Ria Fackrell

Personal information
- Full name: Ria Ashleigh Fackrell
- Born: 16 September 1999 (age 26) Coventry, England
- Batting: Right-handed
- Bowling: Right-arm off break
- Role: All-rounder

Domestic team information
- 2017–present: Warwickshire
- 2017: → Shropshire (on loan)
- 2019: Lancashire Thunder
- 2020: Lightning
- 2021–2024: Central Sparks
- 2021–2022: Birmingham Phoenix

Career statistics
| Competition | WLA | WT20 |
| Matches | 34 | 47 |
| Runs scored | 357 | 435 |
| Batting average | 14.87 | 14.50 |
| 100s/50s | 0/1 | 0/0 |
| Top score | 65* | 45 |
| Balls bowled | 855 | 299 |
| Wickets | 24 | 9 |
| Bowling average | 30.75 | 33.44 |
| 5 wickets in innings | 0 | 0 |
| 10 wickets in match | 0 | 0 |
| Best bowling | 4/34 | 2/27 |
| Catches/stumpings | 7/– | 9/– |
- Source: CricketArchive, 16 October 2024

= Ria Fackrell =

English cricketer (born 1999)

Ria Ashleigh Fackrell (born 16 September 1999) is an English cricketer who currently plays for Warwickshire. She plays as a right-handed batter and right-arm off break bowler. She has previously played for Shropshire, Lancashire Thunder, Lightning, Central Sparks and Birmingham Phoenix.

==Early life==
Fackrell was born on 16 September 1999 in Coventry.

==Domestic career==
Fackrell joined the Warwickshire academy set-up when she was 10 years old, but made her county debut for Shropshire, in 2017 against Hertfordshire, in which she scored 14 and took 1/14 from 6 overs. Fackrell played the first half of the 2017 season for Shropshire, before returning to Warwickshire. The following season, she hit 163 runs at an average of 20.37 in the 2018 Women's Twenty20 Cup. In 2019, Fackrell hit her maiden county half-century, scoring 65* in a County Championship match against Lancashire, as well as helping her side to the title in the Twenty20 Cup. She played eight matches for Warwickshire in the 2022 Women's Twenty20 Cup, scoring 63 runs.

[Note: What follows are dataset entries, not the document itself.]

PR #588, opened 2024-05-06
Use URL in JSON/Data APIs

jmschonfeld:
Now that we have the `URL` type ported to swift-foundation, we can begin adopting it in our other APIs. This PR removes the `FOUNDATION_FRAMEWORK` blocks around usages of `URL` in `JSONEncoder`/`JSONDecoder` and the `Data` reading/writing APIs. I'll followup with a change for `FileManager`, but this should bring Data/JSON APIs on-par with what Foundation provides for URL-related behavior and APIs (and removes some of the temporary `String`-based APIs we added

### DIFF
--- a/Sources/FoundationEssentials/ProcessInfo/ProcessInfo.swift
+++ b/Sources/FoundationEssentials/ProcessInfo/ProcessInfo.swift
@@ -466,12 +466,12 @@ extension _ProcessInfo {
 #if os(Linux)
     // Support for CFS quotas for cpu count as used by Docker.
     // Based on swift-nio code, https://github.com/apple/swift-nio/pull/1518
-    private static let cfsQuotaPath = URL(filePath: "/sys/fs/cgroup/cpu/cpu.cfs_quota_us", directoryHint: .notDirectory)
-    private static let cfsPeriodPath = URL(filePath: "/sys/fs/cgroup/cpu/cpu.cfs_period_us", directoryHint: .notDirectory)
-    private static let cpuSetPath = URL(filePath: "/sys/fs/cgroup/cpuset/cpuset.cpus", directoryHint: .notDirectory)
+    private static let cfsQuotaURL = URL(filePath: "/sys/fs/cgroup/cpu/cpu.cfs_quota_us", directoryHint: .notDirectory)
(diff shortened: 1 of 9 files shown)


jmschonfeld:
@swift-ci please test

jmschonfeld:
@swift-ci please test Windows

jmschonfeld:
Windows failure is just because the toolchain is outdated and it doesn't have the fix for the SPM bug

Sources/FoundationEssentials/ProcessInfo/ProcessInfo.swift
```diff
@@ -466,12 +466,11 @@ extension _ProcessInfo {
...
-    private static let cfsQuotaPath = "/sys/fs/cgroup/cpu/cpu.cfs_quota_us"
-    private static let cfsPeriodPath = "/sys/fs/cgroup/cpu/cpu.cfs_period_us"
-    private static let cpuSetPath = "/sys/fs/cgroup/cpuset/cpuset.cpus"
+    private static let cfsQuotaPath = URL(filePath: "/sys/fs/cgroup/cpu/cpu.cfs_quota_us", directoryHint: .notDirectory)
+    private static let cfsPeriodPath = URL(filePath: "/sys/fs/cgroup/cpu/cpu.cfs_period_us", directoryHint: .notDirectory)
+    private static let cpuSetPath = URL(filePath: "/sys/fs/cgroup/cpuset/cpuset.cpus", directoryHint: .notDirectory)
 
-    private static func firstLineOfFile(path: String) throws -> Substring {
-        // TODO: Replace with URL version once that is available in FoundationEssentials
+    private static func firstLineOfFile(path: URL) throws -> Substring {
```
itingliu, line 473: nit: I think we prefer calling these `URL`-type arguments and variables something like `url` rather than `path`. I understand that's probably going to clutter this diff though so I'm ok with leaving them as-is for now

itingliu (approved):

Sources/FoundationEssentials/ProcessInfo/ProcessInfo.swift
jmschonfeld: That's a fair point, I went ahead and updated it

jmschonfeld:
@swift-ci please test

jmschonfeld:
@swift-ci please test

jmschonfeld:
@swift-ci please test

PR #589, opened 2024-05-06
Utilize URL in FileManager

jmschonfeld:
Now that we have `URL` in `FileManager`, we can adopt it throughout the APIs. Many of the APIs already existed using the `URL` stub previously available, but now the delegate methods and other APIs have been updated to use the full `URL` implementation.

Some APIs are currently still not available/ported because they rely on the `URLResourceValues` implementation which hasn't been ported yet. Those will be added in a followup PR. I also made 2 minor warning fixes while I was here.

### DIFF
--- a/Sources/FoundationEssentials/FileManager/FileOperations.swift
+++ b/Sources/FoundationEssentials/FileManager/FileOperations.swift
@@ -164,7 +164,7 @@ extension FileManager {
                 delegateResponse = delegate.fileManager?(self, shouldProceedAfterError: error, removingItemAtPath: path)
             }
             #else
-            delegateResponse = delegate.fileManager(self, shouldProceedAfterError: error, removingItemAtPath: path)
+            delegateResponse = delegate.fileManager(self, shouldProceedAfterError: error, removingItemAt: URL(fileURLWithPath: path))
             #endif
         }
         
@@ -181,7 +181,7 @@ extension FileManager {
                 delegateResponse = delegate.fileManager?(self, shouldRemoveItemAtPath: path)
             }
             #else
-            delegateResponse = delegate.fileManager(self, shouldRemoveItemAtPath: path)
+            delegateResponse = delegate.fileManager(self, shouldRemoveItemAt: URL(fileURLWithPath: path))
             #endif
         }
         return delegateResponse ?? true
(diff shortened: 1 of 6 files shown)


jmschonfeld:
@swift-ci please test

jmschonfeld:
@swift-ci please test

Sources/FoundationInternationalization/Locale/Locale_ICU.swift
```diff
@@ -1221,7 +1221,7 @@ internal final class _LocaleICU: _LocaleProtocol, Sendable {
                 }
 
                 // Check prefs
-                if let firstWeekdayPref = prefs?.firstWeekday {
+                if prefs?.firstWeekday != nil {
```
parkera, line 1224: I looked at this one a while ago and couldn't decide if the error was not comparing with nil or not using the value from prefs. It might be best to split it out.

jmschonfeld:
@swift-ci please test

Sources/FoundationEssentials/FileManager/FileOperations.swift
```diff
@@ -164,7 +164,7 @@ extension FileManager {
                 delegateResponse = delegate.fileManager?(self, shouldProceedAfterError: error, removingItemAtPath: path)
             }
             #else
-            delegateResponse = delegate.fileManager(self, shouldProceedAfterError: error, removingItemAtPath: path)
```
itingliu, line 167: In the FOUNDATION_FRAMEWORK branch above, we fall back to the `String`-based delegate functions after failing the `URL`-based delegate functions. Do we want to do the same here?

jmschonfeld: In the `FOUNDATION_FRAMEWORK` branch, we fallback when the delegate does not implement the URL-based functions and we can detect this because it's an ObjC `@optional` protocol requirement. Since we don't have that same construct here, we can't differentiate between the URL-based function returning an explicit value or the default value. Instead, this patch updates the URL-based function's default implementation to call the String-based function, so if the client only implements the String-based function, calling the URL-based function here will call through to the String based one (which will return the default value if neither are implemented)

itingliu: Didn't realize these are `optional` in obj-c, and yeah having the default implementation in Swift for URL-based ones definitely helps. Thanks that makes sense

itingliu (approved):

parkera (approved):

PR #590, opened 2024-05-07
Use ICU-equivalent \b behavior with Regex for String.range(of:)

jmschonfeld:
Previously the `String.range(of:)` function's regex matching used ICU word boundaries rather than the more advanced Unicode boundaries. However, when we adopted `Regex` for the implementation we changed the behavior because `Regex` defaults to more advanced unicode word boundaries. This changes `String.range(of:)` back to ICU word boundaries for this API


jmschonfeld:
@swift-ci please test

itingliu (approved):

PR #591, opened 2024-05-07
FoundationEssentials: correct memory mapping on Windows

compnerd:
We were using the wrong buffer when creating the result, forming the wrong deallocation for the buffer. Remove the unnecessary mapping and correct the buffer usage to prevent a cross-domain free of the data.


compnerd:
@swift-ci please test

parkera (approved):
Glad you found this!

PR #592, opened 2024-05-07
Ensure Data Writing throws errors with correct errnos

jmschonfeld:
In some cases we were throwing a `CocoaError` with an `errno` that was 0. This PR updates all of the places in Data writing where we throw an error with an `errno` that could be outdated (since we make calls between when we capture `errno` and when the function fails). I've updated all of the places where we have this pattern to correctly save the right `errno` value


jmschonfeld:
@swift-ci please test

iCharlesHu (approved):

PR #593, opened 2024-05-07
FoundationEssentials: recover from backslide on Windows

compnerd:
This new helper was added but did not support windows as `stat` is a Unix operation and the Windows equivalent is more nuanced when you are trying to minimise IO overheads. Add a Windows specific path to repair the build on Windows.

### DIFF
--- a/Sources/FoundationEssentials/URL/URL.swift
+++ b/Sources/FoundationEssentials/URL/URL.swift
@@ -1991,7 +1991,15 @@ extension URL {
 
 #if !NO_FILESYSTEM
     private static func isDirectory(_ path: String) -> Bool {
-        return FileManager.default._fileStat(path)?.isDirectory ?? false
+#if !FOUNDATION_FRAMEWORK
+        var isDirectory: Bool = false
+        _ = FileManager.default.fileExists(atPath: path, isDirectory: &isDirectory)
+        return isDirectory
+#else
+        var isDirectory: ObjCBool = false
+        _ = FileManager.default.fileExists(atPath: path, isDirectory: &isDirectory)
+        return isDirectory.boolValue
+#endif
     }
 #endif // !NO_FILESYSTEM
 


compnerd:
@swift-ci please test

Sources/FoundationEssentials/URL/URL.swift
```diff
@@ -1991,7 +1995,17 @@ extension URL {
...
+#if os(Windows)
+        return (try? path.withNTPathRepresentation {
+            var faAttributes: WIN32_FILE_ATTRIBUTE_DATA = .init()
+            guard GetFileAttributesExW($0, GetFileExInfoStandard, &faAttributes) else {
+                return false
+            }
+            return faAttributes.dwFileAttributes & FILE_ATTRIBUTE_DIRECTORY == FILE_ATTRIBUTE_DIRECTORY
+        }) ?? false
+#else
         return FileManager.default._fileStat(path)?.isDirectory ?? false
```
jmschonfeld, line 2007: I wonder if we should just use `FileManager.default.fileExists(atPath:isDirectory:)` which is already cross platform. Do you think that'd be ok here? @jrflat do you see any issues with that?

compnerd: Yeah, that does seem nicer.

compnerd: @jmschonfeld should I just revise this PR to do that?

jrflat: Using `fileExists(atPath:isDirectory:)` sounds good to me!

compnerd:
@swift-ci please test

Sources/FoundationEssentials/URL/URL.swift
```diff
@@ -1991,7 +1991,9 @@ extension URL {
 
 #if !NO_FILESYSTEM
     private static func isDirectory(_ path: String) -> Bool {
-        return FileManager.default._fileStat(path)?.isDirectory ?? false
+        var isDirectory: Bool = false
+        FileManager.default.fileExists(atPath: path, isDirectory: &isDirectory)
```
jmschonfeld, line 1995: I'm seeing a warning that states:

```
Result of call to 'fileExists(atPath:isDirectory:)' is unused
```

here, any chance we can add a `_ =` to silence that warning?

Also, when building this change as part of the internal Foundation framework, we hit the error

```
Sources/FoundationEssentials/URL/URL.swift:1995:67: error: cannot convert value of type 'UnsafeMutablePointer<Bool>' to expected argument type 'UnsafeMutablePointer<ObjCBool>'
```

Because on Darwin this API uses an `ObjCBool` instead of a `Bool`. Could we update it to account for that, maybe something like

```swift
#if !FOUNDATION_FRAMEWORK
var isDirectory: Bool = false
_ = FileManager.default.fileExists(atPath: path, isDirectory: &isDirectory)
return isDirectory
#else
var isDirectory: ObjCBool = false
_ = FileManager.default.fileExists(atPath: path, isDirectory: &isDirectory)
return isDirectory.boolValue
#endif
```

We probably need to rethink the portability of this function but for now that should let us merge this change

compnerd: Trying a small tweak to see if we can just rely on the type inference to figure out the types.

compnerd:
@swift-ci please test

Sources/FoundationEssentials/URL/URL.swift
jmschonfeld: Sadly it's not smart enough to infer the type of `isDirectory` from the usage on the line below 😢:

```
Sources/FoundationEssentials/URL/URL.swift:1995:71: error: cannot convert value of type 'UnsafeMutablePointer<Bool>' to expected argument type 'UnsafeMutablePointer<ObjCBool>'
Sources/FoundationEssentials/URL/URL.swift:1999:28: error: value of type 'Bool' has no member 'boolValue'
```

compnerd:
@swift-ci please test

Sources/FoundationEssentials/URL/URL.swift
```diff
@@ -1991,7 +1991,17 @@ extension URL {
 
 #if !NO_FILESYSTEM
     private static func isDirectory(_ path: String) -> Bool {
-        return FileManager.default._fileStat(path)?.isDirectory ?? false
+#if !FOUNDATION_FRAMEWORK
+        var isDirectory: Bool = false
+#else
+        var isDirectory: ObjCBool = false
+#endif
+        _ = FileManager.default.fileExists(atPath: path, isDirectory: &isDirectory)
```
jrflat, line 1999: I think we could maybe just group it for clarity
```
#if FOUNDATION_FRAMEWORK
var isDirectory: ObjCBool = false
_ = FileManager.default.fileExists(atPath: path, isDirectory: &isDirectory)
return isDirectory.boolValue
#else
...
#endif
```
but that's really a minor nit. Thanks for fixing this!

jrflat (approved):

compnerd:
@swift-ci please test

PR #1026, opened 2024-10-30
Add flag for CFURLs originating from Swift

jrflat:
This flag is used to accurately compare `CFURL`s bridged from Swift `URL` to `CFURL`s originating from Obj-C.


jrflat:
@swift-ci please test

jmschonfeld (approved):

Issue #1034, opened 2024-11-05
Race condition in `_FileManagerImpl.currentDirectoryPath`


ahoppen:
Reading the following code, I noticed a race condition that causes us to return `nil` for the `currentDirectoryPath` even though there’s always a current directory path on Windows.

https://github.com/swiftlang/swift-foundation/blob/a0147acdc4e51255bbda829572f57ce110c0e663/Sources/FoundationEssentials/FileManager/FileManager%2BDirectories.swift#L467-L476

Race: 
- We execute `let dwLength: DWORD = GetCurrentDirectoryW(0, nil)` and allocate a buffer of the length `dwLength`
- The current directory path gets changed to be longer
- The temporary allocation is not sufficient to fit the new (longer) directory path
- The second `GetCurrentDirectoryW` call returns a non-zero value
- `_Filemanager.currentDirectoryPath` returns `nil` even though a current directory existed.

PR #1035, opened 2024-11-05
FileManager: avoid a TOCTOU issue in computing CWD

compnerd:
On Windows, we could potentially return a `nil` for the current working directory in the rare case that the current working directory was changed during the computation:

```swift
let dwLength: DWORD = GetCurrentDirectoryW(0, nil)                                // 1
return withUnsafeTemporaryAllocation(of: WCHAR.self, capacity: Int(dwLength)) {
    if GetCurrentDirectoryW(dwLength, $0.baseAddress) == dwLength - 1 {           // 2
        return String(decodingCString: $0.baseAddress!, as: UTF16.self)
    }
    return nil                                                                    // 3
}
```

Consider the case where at step 1, we receive $n$. We then are interrupted, the CWD changed. We then perform step 2, where we receive $m$ (st $m != n$). We would then proceed to point 3, where we return `nil`. Avoid this TOCTOU issue by repeating this operation to a fixed point.

Because we are guaranteed a current directory on Windows (unless the initial query for the buffer size fails), we will eventually succeed. In order to avoid a DoS attack vector, limit the attempt to quiescence to a fixed number.

Fixes: #1034

### DIFF
--- a/Sources/FoundationEssentials/FileManager/FileManager+Directories.swift
+++ b/Sources/FoundationEssentials/FileManager/FileManager+Directories.swift
@@ -466,13 +466,22 @@ extension _FileManagerImpl {
     
     var currentDirectoryPath: String? {
 #if os(Windows)
-        let dwLength: DWORD = GetCurrentDirectoryW(0, nil)
-        return withUnsafeTemporaryAllocation(of: WCHAR.self, capacity: Int(dwLength)) {
-            if GetCurrentDirectoryW(dwLength, $0.baseAddress) == dwLength - 1 {
-                return String(decodingCString: $0.baseAddress!, as: UTF16.self)
+        var dwLength: DWORD = GetCurrentDirectoryW(0, nil)
+        guard dwLength > 0 else { return nil }
+
+        for _ in 0 ... 8 {
+            if let szCurrentDirectory = withUnsafeTemporaryAllocation(of: WCHAR.self, capacity: Int(dwLength), {
+                let dwResult: DWORD = GetCurrentDirectoryW(dwLength, $0.baseAddress)
+                if dwResult == dwLength - 1 {
+                    return String(decodingCString: $0.baseAddress!, as: UTF16.self)
+                }
+                dwLength = dwResult
+                return nil
+            }) {
+                return szCurrentDirectory
             }
-            return nil
         }
+        return nil
 #else
         withUnsafeTemporaryAllocation(of: CChar.self, capacity: FileManager.MAX_PATH_SIZE) { buffer in
             guard getcwd(buffer.baseAddress!, FileManager.MAX_PATH_SIZE) != nil else {


compnerd:
@swift-ci please test

Sources/FoundationEssentials/FileManager/FileManager+Directories.swift
```diff
@@ -466,13 +466,20 @@ extension _FileManagerImpl {
...
 #if os(Windows)
-        let dwLength: DWORD = GetCurrentDirectoryW(0, nil)
-        return withUnsafeTemporaryAllocation(of: WCHAR.self, capacity: Int(dwLength)) {
-            if GetCurrentDirectoryW(dwLength, $0.baseAddress) == dwLength - 1 {
-                return String(decodingCString: $0.baseAddress!, as: UTF16.self)
+        for _ in 0 ... 8 {
+            let dwLength: DWORD = GetCurrentDirectoryW(0, nil)
+            guard dwLength > 0 else { return nil }
+
+             if let szCurrentDirectory = withUnsafeTemporaryAllocation(of: WCHAR.self, capacity: Int(dwLength), {
```
ahoppen, line 473: Looks like this has one additional space before `if`

Sources/FoundationEssentials/FileManager/FileManager+Directories.swift
```diff
@@ -466,13 +466,20 @@ extension _FileManagerImpl {
...
+                if GetCurrentDirectoryW(dwLength, $0.baseAddress) == dwLength - 1 {
```
ahoppen, line 474: Would it be possible to re-use the return value of this call to `GetCurrentDirectoryW` for the next iteration instead of doing another `GetDirectoryW(0, nil)` call?

Sources/FoundationEssentials/FileManager/FileManager+Directories.swift
```diff
@@ -466,13 +466,20 @@ extension _FileManagerImpl {
     
     var currentDirectoryPath: String? {
 #if os(Windows)
-        let dwLength: DWORD = GetCurrentDirectoryW(0, nil)
-        return withUnsafeTemporaryAllocation(of: WCHAR.self, capacity: Int(dwLength)) {
-            if GetCurrentDirectoryW(dwLength, $0.baseAddress) == dwLength - 1 {
-                return String(decodingCString: $0.baseAddress!, as: UTF16.self)
+        for _ in 0 ... 8 {
+            let dwLength: DWORD = GetCurrentDirectoryW(0, nil)
+            guard dwLength > 0 else { return nil }
```
ahoppen, line 471: Do you know when `dwLength` can be 0 here? Just because I’m assuming that `currentDirectoryPath` is not `nil` in https://github.com/swiftlang/swift-foundation/pull/1033.

compnerd: No, I don't know _when_ that can be 0, but the docs indicate that it is possible for the call to fail and in such a case `0` will be returned.

https://learn.microsoft.com/en-us/windows/win32/api/winbase/nf-winbase-getcurrentdirectory

> If the function fails, the return value is zero. To get extended error information, call [GetLastError](https://learn.microsoft.com/en-us/windows/desktop/api/errhandlingapi/nf-errhandlingapi-getlasterror).

At the same time, it does document that each process has a working directory, so it is certainly unclear when and how this function could fail, especially when simply querying the required buffer size.

compnerd:
@swift-ci please test

compnerd:
@swift-ci please test

Sources/FoundationEssentials/FileManager/FileManager+Directories.swift
ahoppen: Hmm, OK. I guess returning `nil` is the best option.

ahoppen (approved):
LGTM but @jmschonfeld should also look at the change.

Sources/FoundationEssentials/FileManager/FileManager+Directories.swift
```diff
@@ -466,13 +466,22 @@ extension _FileManagerImpl {
...
+                return nil
+            }) {
+                return szCurrentDirectory
             }
-            return nil
         }
+        return nil
 #else
         withUnsafeTemporaryAllocation(of: CChar.self, capacity: FileManager.MAX_PATH_SIZE) { buffer in
             guard getcwd(buffer.baseAddress!, FileManager.MAX_PATH_SIZE) != nil else {
```
jmschonfeld, line 487: One quick question - on non-Windows we just allocate a buffer of `MAX_PATH_SIZE` (1024 bytes IIRC) and assume that the path will fit (returning `nil` if for some reason it doesn't). Just confirming - I assume there's no equivalent for Windows that we should use either instead of requesting the buffer size or using in the case of the size check failing?

compnerd: Yeah, there is no real equivalent for Windows. The majority of the API surface on Windows is designed to assume that you will query the required sizes. In the case of the file system, the only place there is a small buffer size guarantee is the Win32 API surface and in Foundation we will bypass that layer entirely when working with paths to ensure that long paths work.

kperryua:
Is this an established pattern of calling this API? Or: how do other libraries handle this race?

compnerd:
@kperryua the established pattern is to call it in a loop until it succeeds.

However, this does open up a possible DOS attack vector where the attacker has access to your address space and is able to inject a detour for `GetCurrentWorkingDirectoryW` to return the value and change the directory. That is the reason for the bounded retry. It is arguable that if the attacker has the ability to detour the function the DoS attack vector is meaningless as they can execute arbitrary code.

The actual race condition that exists with the loop variant is only possible in a multithreaded scenario where a thread is constantly changing the working directory to a monotonically increasing size (which will obviously be bound as you cannot grow ad infinitum) and you are forced to yield control in between the calls. I'm not sure how likely that is to be hit in practice though.

compnerd:
@jmschonfeld oaky to merge?

jmschonfeld (approved):

PR #1036, opened 2024-11-06
Fix incorrect unicode escape sequence encodings

kperryua:
We had a testing gap in the encoding of strings containing low unicode escape sequences. The recent JSONWriter re-write broke these, and the missing test means we didn't catch it.

Single digit hex values were getting / 16 when % 16 was more correct (though actually unnecessary).
Double digit hex values were in reverse order.


kperryua:
@swift-ci Please test

jmschonfeld (approved):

Fackrell also played for Lancashire Thunder in the Women's Cricket Super League in 2019. She played three matches, scoring 10 runs and taking 1 catch.

In 2020, Fackrell played for Lightning in the Rachael Heyhoe Flint Trophy. She appeared in one match, against Northern Diamonds, and scored 8 runs.

In 2021, it was announced that Fackrell had moved from Lightning to Central Sparks for the upcoming season. She was used primarily as a bowler by her new side, and achieved her best bowling figures in both List A and Twenty20 cricket that season, taking 4/34 in a Rachael Heyhoe Flint Trophy match against Western Storm and 2/27 in a Charlotte Edwards Cup match against Lightning. Overall in the Rachael Heyhoe Flint Trophy, Fackrell took 11 wickets at an average of 24.09, whilst also top-scoring with 42* in the play-off against Northern Diamonds. She was also in the Birmingham Phoenix squad for The Hundred, but did not play a match. She played four matches for Central Sparks in 2022, all in the Rachael Heyhoe Flint Trophy. She also played one match for Birmingham Phoenix in The Hundred, taking 1/19.

In 2023, she played two matches for Central Sparks, both in the Rachael Heyhoe Flint Trophy, scoring 22 runs and taking one wicket. In 2024, she played 10 matches for Central Sparks, across the Rachael Heyhoe Flint Trophy and the Charlotte Edwards Cup, taking 12 wickets.